Dory Devlin
Mon Apr 10, 2006 1:20PM EDT
We took a drive south yesterday to visit my aunt to celebrate her 88th birthday. It was a spectacularly sunny, bright-blue-sky early spring day, so on the way back home we took advantage of what's becoming a rare thing: The five of us all together with nothing we have to do. We traveled east just a few miles to a beautifully untouched piece of the Jersey Shore, Island Beach State Park in Seaside Park.
I left our camera home by mistake, so I took some beach photos with my phone, the Samsung SCH-a670, which I am close to trading in and up. Awhile ago, I attempted to email photos from my phone to my email account but failed somehow. This time, I could easily figure it out.
For 25 cents a piece, I can send a "pix msg" by hitting "options" in the phone's camera photo gallery. Click on options again, and it brings me to my contacts, where I click on my email address and type in a subject and hit send. One went to my inbox and the others to my junk folder, but they arrived.
Since I've heard complaints about getting photos out of phones, I wanted to find other solutions for moving photos from mobile phones to PCs.
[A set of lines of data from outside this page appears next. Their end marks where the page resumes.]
PR #918, opened 2026-06-16
Custom filters PoC (TypeScript + Python)

SnowboardTechie:
### Summary

- Integration branch rolling up the custom-filters PoC work for both SDKs: #884 (TypeScript, issue #868) and #885 (Python, issue #869).
- Stacked on `HOLD-transforms` (PR #906). Stays in **draft** until #906 merges to `main`, then this PR re-targets `main`.
- Closes #869.
- Time to review: ~5 min. Both commits were already reviewed and merged via #884 and #885; this PR only stacks them onto the transforms bucket.

### Changes proposed

> Two commits, no new code beyond the already-merged sub-PRs.

- **TypeScript custom filters PoC** (#884, issue #868), in `lib/ts-sdk`.
- **Python custom filters PoC** (#885, issue #869), in `lib/python-sdk`.

Diff against the `HOLD-transforms` base: 25 files, +2,959 / -21, confined to `lib/ts-sdk` and `lib/python-sdk`.

### Context for reviewers

- **Why stacked on HOLD-transforms, not main:** HOLD-filters builds directly on HOLD-transforms. Targeting HOLD-transforms keeps this diff scoped to the custom-filters work; the transforms changes are reviewed in #906. Targeting main would re-show every transforms commit (69 files, +9,370) and duplicate that review surface.
- **Merge order:** do not merge until #906 lands on `main`. Once it does, re-target this PR's base to `main`; the three-dot diff narrows to exactly these two commits.
- **Verification:** each sub-PR (#884, #885) carried its own checks and was reviewed before merging into HOLD-filters. No new code is introduced here.
- HOLD-filters currently trails HOLD-transforms by 15 commits. The three-dot diff is unaffected, but I can sync the branch before re-targeting to main so CI runs against the latest base.

### Additional information

The custom-filters API surface and three-bucket classification are exercised by the runnable examples added in #884 (TypeScript) and #885 (Python); see those PRs for demo output.

PR #1011, opened 2026-07-15
fix(sdk): drop integerComparison from both SDK filter catalogs

SnowboardTechie:
### Summary

- Resolves the integer-vs-number filter divergence from [the #988 review thread](https://github.com/HHS/simpler-grants-protocol/pull/988#discussion_r3552572570): `integerComparison` is removed from both SDKs, making `NumberComparisonFilter` the single numeric-comparison type (option 3 from that thread).
- Time to review: 5 minutes

### Changes proposed

- Python SDK: delete `IntegerComparisonFilter` (model, exports, `IntegerComparison` authoring alias, `VALID_FILTER_MODELS` entry) and its three tests.
- TS SDK: remove `integerComparison` from the `CustomFilterType` union, the `FILTER_TYPE_SCHEMAS` map (it was already just an alias for `NumberComparisonFilterSchema`), the type fixtures/tests, and the README catalog (now 10 types).

### Context for reviewers

The divergence: Python's `IntegerComparisonFilter` rejected `3.5` while TS aliased `integerComparison` to the number schema and accepted it — the same registered filter behaved differently per SDK. Dropping the type entirely (rather than keeping an alias key) leaves the two catalogs identical, and matches the spec state of this release: after 886a384's revert moved the core integer filter model to the v0.4.0 train, `integerComparison` had no spec model behind it. `NumberComparisonFilter` already accepts integer values, consistent with JSON Schema's `number` type. If core v0.4.0 later ships a real integer filter family, the type can return in both SDKs together.

Nothing released ships this type and neither grants.gov plugin registers it, so there's no consumer impact; no changeset needed (it removes part of an unreleased addition, and the existing filters changesets don't mention integers).

Verified: Python `make checks` + 396 tests green; TS `pnpm run checks` + 546 tests green.

### Additional information

Targets `HOLD-filters` to land before #918, per the release-train ordering.


widal001 (approved):
Thanks for making this change!

PR #1024, opened 2026-07-21
fix(ts-sdk): preserve plain dates in JSON

### LINKED ISSUE #1016: [TS SDK] Plain dates do not round-trip through JSON serialization
## Summary

In `@common-grants/sdk` 0.5.0, `ISODateSchema` transforms a valid protocol date such as `2026-07-15` into a JavaScript `Date`. Standard JSON serialization changes it to `2026-07-15T00:00:00.000Z`, which the same schema rejects because CommonGrants requires `YYYY-MM-DD`.

This means an SDK-validated model can become invalid CommonGrants JSON when returned from a Node API or otherwise serialized.

## How to reproduce

```ts
import { ISODateSchema } from "@common-grants/sdk/schemas";

const parsed = ISODateSchema.parse("2026-07-15");
const serialized = JSON.parse(JSON.stringify(parsed));

console.log(parsed); // Date(2026-07-15T00:00:00.000Z)
console.log(serialized); // "2026-07-15T00:00:00.000Z"
console.log(ISODateSchema.safeParse(serialized).success); // false
```

The same failure occurs in enclosing models such as `OpportunityBaseSchema` at `keyDates.postDate.date`.

## Root cause and impact

The protocol defines `isoDate` as a date-only `plainDate`, but the TypeScript schema ends with:

```ts
z.string().date().transform(str => new Date(str))
```

The inferred SDK types and client therefore expose `Date` objects for `SingleDateEvent.date` and `DateRangeEvent.startDate`/`endDate`. JavaScript serializes those as timestamps, and the SDK does not currently expose a wire serializer or separate wire type that converts them back to date-only strings.

## Acceptance criteria

- [ ] Add a regression test for `parse → JSON serialization → parse` using a date-only event.
- [ ] Provide a supported serialization path that emits date-only fields as `YYYY-MM-DD`.
- [ ] Keep full timestamps invalid for protocol date-only fields.
- [ ] Document how parsed SDK/client values should be serialized back to CommonGrants JSON.

No matching open or closed issue was found using searches for `ISODateSchema`, date serialization, plain dates, and SDK round trips.

mikec-ai:
### Summary

- Fixes #1016
- Time to review: 10 minutes

### Changes proposed

- Serialize parsed plain-date SDK values as `YYYY-MM-DD` through standard JSON serialization.
- Keep `ISODateSchema` output typed as `Date`, preserving the existing public SDK contract and `instanceof Date` behavior.
- Add scalar and enclosing `SingleDateEvent` JSON round-trip regression tests.
- Add a patch changeset for `@common-grants/sdk`.

### Context for reviewers

The protocol defines `isoDate` as a date-only `YYYY-MM-DD` value. The SDK currently parses that value into a JavaScript `Date`, whose normal `toJSON()` output is a full timestamp. That serialized timestamp is rejected by the same schema.

This patch uses a small internal `Date` subclass that emits the protocol's date-only wire representation from `toJSON()`. The transform is explicitly typed as `Date`, so the internal subclass does not leak into inferred or generated public types. Returning strings directly would be simpler internally but would be a breaking change for consumers using the current `Date` output.

Verification:

- Full TypeScript SDK suite: 548 tests passed
- TypeScript typecheck
- TypeSpec compilation
- ESLint and Prettier checks
- Confirmed generated declarations continue to expose `Date`

One narrow limitation is that copying the parsed value through `structuredClone()` or `new Date(parsedDate)` produces an ordinary `Date` and therefore does not preserve the specialized serialization behavior.

### Additional information

Before: `JSON.stringify(ISODateSchema.parse("2026-07-15"))` emitted `"2026-07-15T00:00:00.000Z"`.

After: it emits `"2026-07-15"`, which reparses successfully.


widal001 (approved):
Thanks for catching and fixing this!

lib/ts-sdk/src/schemas/zod/types.ts
```diff
@@ -56,6 +56,14 @@ const acceptDate =
   (val: unknown): unknown =>
     val instanceof Date && !isNaN(val.getTime()) ? toStr(val) : val;
 
+class PlainDate extends Date {
```
SnowboardTechie, line 65: Worth pinning the copy gotcha from the description on the class so it ships with the code:

```suggestion
/**
 * A `Date` whose `toJSON()` emits the date-only wire format (`YYYY-MM-DD`)
 * so values parsed by `ISODateSchema` round-trip through `JSON.stringify`.
 * Copies (e.g. `structuredClone()` or `new Date(value)`) are ordinary
 * `Date`s and lose this behavior.
 */
class PlainDate extends Date {
```

SnowboardTechie (approved):
Nice work, this is a clean fix. One small suggestion inline, non-blocking. Approving.

Issue #1032, opened 2026-07-22
[Core] Audit and clean up the v0.4.0 hold branch


laurabelinfante:
### Summary

Before v0.4.0 (org identifiers, org profile syncing, and award routes and models) is published, review the hold branch with fresh eyes for inconsistencies.

### Acceptance criteria

- [x] The v0.4.0 hold branch is reviewed for inconsistencies
- [x] Fixes are applied or ticketed before the v0.4.0 release

SnowboardTechie:
Keeping this open for a second cleanup PR against the hold branch, covering the rest of what came out of review on #1040:

- Add a `BooleanComparison` entry to the docs and link to it from the custom filters entry in the Plugins section (from #1045)
- Double-check that the new Award models use `ExtensibleEnumT<>` for extensible enums
- Align ADR 0023's examples with the shipped identifier shape (fully qualified registry codes, `registry` with `code` and `url` only, current catalog slugs), from [this thread](https://github.com/HHS/simpler-grants-protocol/pull/1040#discussion_r3686075669)

The CLI spec update is tracked separately in #1052.

Issue #957, opened 2026-06-25
[Org IDs] Add identifiers models to organization and opportunity


widal001:
### Summary

Add the models for the identifiers collections to the `OrganizationBase` model (and possibly others). The old `ein`, `uei`, etc. models have been removed from `OrganizationBase`.

### Acceptance criteria

- [x] New `Identifier` and `IdentifierCollection` models have been added to the core library
- [x] The website docs have been updated to include these new models and

PR #1000, opened 2026-07-09
feat!(core): add identifier models to core library and website

widal001:
### Summary

Adds `Identifier` and `IdentifierCollection` models; replaces `ein`, `duns`, and `uei` on `OrganizationBase` with new identifier entries; and updates the website docs for these models.

- Fixes #957 
- Time to review: 10 minutes

- Adds `Identifier`, `IdentifierCollection`, and `SystemId` models to `@common-grants/core` library following the pattern defined in [ADR-0023](https://commongrants.org/governance/adr/0023-org-ids/)
- Adds `identifiers` prop to `OrganizationBase` and moves ID-related props into that collection, matching the org-related IDs added in #979 
  - `OrganizationBase.ein` -> `OrganizationBase.identifiers[org:us:ein]`
  - `OrganizationBase.uei` -> `OrganizationBase.identifiers[org:us:uei]`
  - `OrganizationBase.duns` -> `OrganizationBase.identifiers[org:xi:duns]`
- Adds a `/protocol/fields/identifiers/` page for the new identifier fields and updates `/protocol/models/organization` to include the new org ID entries
- Fixes the question bank and Form library mappings to use the new identifiers models.
- Updates `version-generator.ts` to remove props marked with `@Versioning.removed()` in the JSON schemas that are auto-generated from TypeSpec since `@typespec/versioning` doesn't support this natively, and commits these auto-generated schemas.
- Simplified the `Identifier` schema proposed in ADR-0023 by removing:
  - `kind`, `scope`, and `schema` from `Identifer.registry`
  - Removing `uri`, `verifiedAt`, and `verifiedBy` from the root

#### Instructions to review

1. Go to the PR preview page: https://cg-pr-1000.billy-daly.workers.dev/
2. Review the website protocol docs:
    - [`/protocol/fields/`](https://cg-pr-1000.billy-daly.workers.dev/protocol/fields/) should include Identifiers
    - `[/protocol/fields/idenfitiers/`](https://cg-pr-1000.billy-daly.workers.dev/protocol/fields/identifiers/) should include the newly added identifier TypeSpec models
    - [`/protcol/models/organization/`](https://cg-pr-1000.billy-daly.workers.dev/protocol/models/organization/) should have the new org ID models, an updated `OrganizationBase` and a new entry in the changelog
3. Review the updated question bank and form mapping:
    - Check that [the Organization EIN](https://cg-pr-1000.billy-daly.workers.dev/question-bank/org-ein/) form data is mapped to the correct location
[...]

PR #1040, opened 2026-07-24
fix(core): resolve v0.4.0 hold branch audit findings

SnowboardTechie:
### Summary

Audit pass over the v0.4.0 hold branch ahead of the release, fixing three inconsistencies it turned up:

- Adds the missing changeset for the org identifier models, which the 0.4.0 release notes would otherwise have shipped without.
- Uses the fully qualified registry codes (`org:us:ein`, not `us:ein`) in the org route docs and ADR-0026 examples.
- Aligns ADR-0026 and the org-syncing changeset with the shipped 0.4.0 response names and identifier shape.

- Addresses #1032
- Time to review: 5 minutes

**Add `.changeset/org-identifiers.md`** — the identifier work from #957 landed here without a changeset, so `@common-grants/core`'s 0.4.0 notes would have omitted `Identifier`, `SystemId`, `IdentifierCollection`, and `OrgIds`, along with both of its breaking changes: the removal of `OrganizationBase.ein`/`uei`/`duns`, and the tightened `employerTaxId`/`samUEI`/`duns` scalar formats. Minor, matching the other 0.4.0 changesets, so core still lands on 0.4.0.

**Fix registry codes** — codes follow `<schema>:<scope>:<prop>`, so the canonical forms are `org:us:ein`, `org:us:uei`, and `org:grants.gov:system`. The `registry` query param doc in `orgs.tsp` and the ADR-0026 examples still used short forms that contradicted `OrgIds` and `IdentifierT`. Catalog links are corrected alongside them, since slugs derive from the code (`org:us:ein` → `org-us-ein`) and `/registries/us-ein` and `/registries/grants-gov-org` pointed at pages that do not exist. The one-line change to `website/public/openapi/openapi.0.4.0.yaml` is the regenerated param description.

**Align ADR-0026 and the org-syncing changeset with the shipped names** — `.changeset/org-profile-syncing.md` called the 202 envelope `Responses.Accepted<T>`; the shipped names follow #1007's `T`-suffix convention (`AcceptedT<T>` plus the non-templated `Accepted`), and the org routes also return the new `Responses.Forbidden` alias. In ADR-0026, the contract summary used the pre-rename `Responses.Ok<T>`/`Responses.Paginated<T>` names, and the `GET /orgs/{orgId}` example gave `registry` objects `scope` and `kind` fields that don't exist on `IdentifierT.registry` (`code` and `url` only), with relative catalog URLs where the canonical `identifier.tsp` examples use absolute links.

Verified with `pnpm run ci` (exit 0; 40, 119, 548, and 71 tests across changelog-emitter, cli, sdk, and website).

The registry-code correction, against the canonical definitions in `organization.tsp`:

```
model OrgIdEin  is Fields.IdentifierT<Types.employerTaxId, "org:us:ein">;
model OrgIdUei  is Fields.IdentifierT<Types.samUEI,        "org:us:uei">;
model OrgIdDuns is Fields.IdentifierT<Types.duns,          "org:xi:duns">;
```

`pnpm changeset status` confirms the release still resolves to a single minor bump:

```
Packages to be bumped at minor:
- @common-grants/core
```

### DIFF
--- a/lib/core/lib/core/routes/orgs.tsp
+++ b/lib/core/lib/core/routes/orgs.tsp
@@ -56,7 +56,7 @@ interface Organizations {
   list<T extends Models.OrganizationBase = Models.OrganizationBase>(
     ...Pagination.PaginatedQueryParams,
 
-    /** Registry code of an external identifier to filter by (e.g. `us:ein`) */
+    /** Registry code of an external identifier to filter by (e.g. `org:us:ein`) */
     @query registry?: string,
 
     /** Identifier value within the given registry to filter by */
--- a/website/src/content/docs/governance/adr/0026-org-profile-syncing.md
+++ b/website/src/content/docs/governance/adr/0026-org-profile-syncing.md
@@ -79,7 +79,7 @@ Here is a brief summary of the API contract this ADR proposes:
 
 Every endpoint sits under `/common-grants/orgs`, and the path-based `{orgId}` refers to the organization's system-specific UUID (`Organization.id`). A client that only knows an external identifier, like an EIN, UEI, or platform ID, can look up the UUID via a filter query param on `GET /orgs` (see [ADR-0023](/governance/adr/0023-org-ids/)). The org record follows [`OrganizationBase`](/protocol/models/organization). Server-assigned fields like `datasetVersion` appear in response bodies but are ignored in request bodies, and since field-level schemas still need to be finalized in the follow-up spec, the payloads below are just illustrative.
 
-Successful responses use the standard CommonGrants envelope: `Responses.Ok<T>` wraps a single resource as `{ status, message, data }` and `Responses.Paginated<T>` wraps a list as `{ status, message, items, pagination }`, where the envelope's `status` is the HTTP status code. The read and list examples below show only the `data`/`items` payload; the write examples show the full envelope, since a write returns a change whose own lifecycle `status` (`accepted`, `pending`, and so on) sits inside `data`.
+Successful responses use the standard CommonGrants envelope: `Responses.OkT<T>` wraps a single resource as `{ status, message, data }` and `Responses.PaginatedT<T>` wraps a list as `{ status, message, items, pagination }`, where the envelope's `status` is the HTTP status code. The read and list examples below show only the `data`/`items` payload; the write examples show the full envelope, since a write returns a change whose own lifecycle `status` (`accepted`, `pending`, and so on) sits inside `data`.
 
 **Required endpoints**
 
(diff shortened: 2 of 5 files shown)


widal001 (approved):
These changes all looked solid to me! Thanks for catching these inconsistencies.

As we talked about in huddle today. A few other things we want to fix on this branch:

- Adding a `BooleanComparison` entry to the docs and linking to it from the custom filters entry in the Plugins (from #1045 )
- Double checking that we're using `ExtensibleEnumT<>` for any extensible enums in the new Award models
- Final step (should be its own issue) updating the CLI to include the new v0.4.0 spec (as a minor release) though this could technically wait until after we release v0.4.0, we'll just want to track it.

karinamzalez:
I wasn't familiar with [changesets](https://github.com/changesets/changesets) -- looks like it will write to CHANGELOG.mg once the release is cut and your changesets file will be deleted?

lib/core/lib/core/routes/orgs.tsp
```diff
@@ -56,7 +56,7 @@ interface Organizations {
   list<T extends Models.OrganizationBase = Models.OrganizationBase>(
     ...Pagination.PaginatedQueryParams,
 
-    /** Registry code of an external identifier to filter by (e.g. `us:ein`) */
+    /** Registry code of an external identifier to filter by (e.g. `org:us:ein`) */
```
karinamzalez, line 59: just out of curiosity -- why did we initially use this shorthand of the grant ID?

widal001:
> I wasn't familiar with [changesets](https://github.com/changesets/changesets) -- looks like it will write to CHANGELOG.mg once the release is cut and your changesets file will be deleted?

@karinamzalez Yes! You can test it by running `pnpm changeset version` from the repo root. But that won't happen until the `HOLD-core-v0.4.0` branch (the target for this PR) is merged into `main`

website/src/content/docs/governance/adr/0026-org-profile-syncing.md
```diff
@@ -155,19 +155,15 @@ Response:
...
       },
       "id": "01912a8b-7c3d-7890-abcd-ef1234567890"
     },
-    "us:ein": {
+    "org:us:ein": {
       "registry": {
-        "code": "us:ein",
-        "url": "/registries/us-ein",
-        "scope": "US",
-        "kind": "government"
```
karinamzalez, line 170: So, it looks like scope and kind are being removed from 0026's examples because they don't exist on `IdentifierT.registry` -- would we also want to remove them from ADR 0023?

karinamzalez (approved):
Approved with some questions!

lib/core/lib/core/routes/orgs.tsp
SnowboardTechie: ADR 0023 defined the codes as two parts, `us:ein`, and these route docs were written back when that was current. The identifier models that actually shipped in [#1000](https://github.com/HHS/simpler-grants-protocol/pull/1000) added a third segment naming the model the identifier belongs to (`org:us:ein`), and these docs just never got updated to match.

website/src/content/docs/governance/adr/0026-org-profile-syncing.md
SnowboardTechie: I think so, but not in this PR. 0023 is out of date in more ways than `scope`/`kind` (two-part codes throughout, a `schema` field on the registry object, old catalog slugs), so a spot-fix would still leave it stale. We'll fold the 0023 cleanup into the follow-up PR for Billy's feedback.

lib/core/lib/core/routes/orgs.tsp
karinamzalez: Ah, that makes more sense -- thank you!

There are several software options for syncing cell phone data with your PC. My search took me to this CNET weekend project , which featured the Mobile Action Handset Manager 9.0 , which works with some Motorola models, including the Razr V3 .
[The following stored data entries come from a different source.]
PR #181, opened 2023-11-10
fix: rename iroh to ceramic-one in agent

nathanielc:


AaronGoldman (approved):

p2p/src/behaviour.rs
```diff
@@ -37,7 +37,7 @@ mod event;
 mod peer_manager;
 
 pub const PROTOCOL_VERSION: &str = "ipfs/0.1.0";
-pub const AGENT_VERSION: &str = concat!("iroh/", env!("CARGO_PKG_VERSION"));
+pub const AGENT_VERSION: &str = concat!("ceramic-one/", env!("CARGO_PKG_VERSION"));
```
stbrody, line 40: did we decide to move to `ceramicd` instead of `ceramic-one` as our naming convention?

nathanielc: Tenatively, but until we do so I didn't want to create competing names and ceramic-one is better than iroh.

PR #183, opened 2023-11-14
fix: check limits first before other behaviours

nathanielc:
I have learned that behaviours are called in order and therefore its best practice to place the behaviours that deny connections first in the list. See https://github.com/libp2p/rust-libp2p/pull/4777#discussion_r1391833734


smrz2001 (approved):
🚀

PR #185, opened 2023-11-14
fix: fix JSON log format errors

nathanielc:
Prior to this change JSON fields from spans would produce an error in the logs. Apparently there are two kinds of formats, one for events and one for fields. We need to configure both and they need to align in order for JSON fields to work properly. This change adds a wrapping type to help with this.


smrz2001 (approved):
🚀

PR #186, opened 2023-11-15
fix: block_put_post handle multipart bytes

fdkevin0:
Code in Kubo rpc client use `read_to_string` handle file bytes, cause error like: `Unable to build body: stream did not contain valid UTF-8`. 
https://github.com/ceramicnetwork/rust-ceramic/blob/55dd5d868ef635da819c67601731da1205fce6f9/kubo-rpc-server/src/client/mod.rs#L582
This issue also reappear in official test case: https://github.com/ceramicnetwork/rust-ceramic/blob/55dd5d868ef635da819c67601731da1205fce6f9/kubo-rpc/src/http.rs#L814-L857.
Using `read_to_end` could handle raw bytes and work well with my environment (ceramic-one as Kubo server).

### DIFF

For a one-time cost of about $40 or less, these software options allow you to transfer photos, contacts and calendar info from your cell phone to your PC. The trick is to make sure you match the right syncing software to your phone. One warning: Sometimes one software option does not handle all syncing needs; you may need separate programs for photos and calendar, for example.
Do you have photos stuck in your cell phone? Is syncing software a good idea or not tops on your need-to-do list?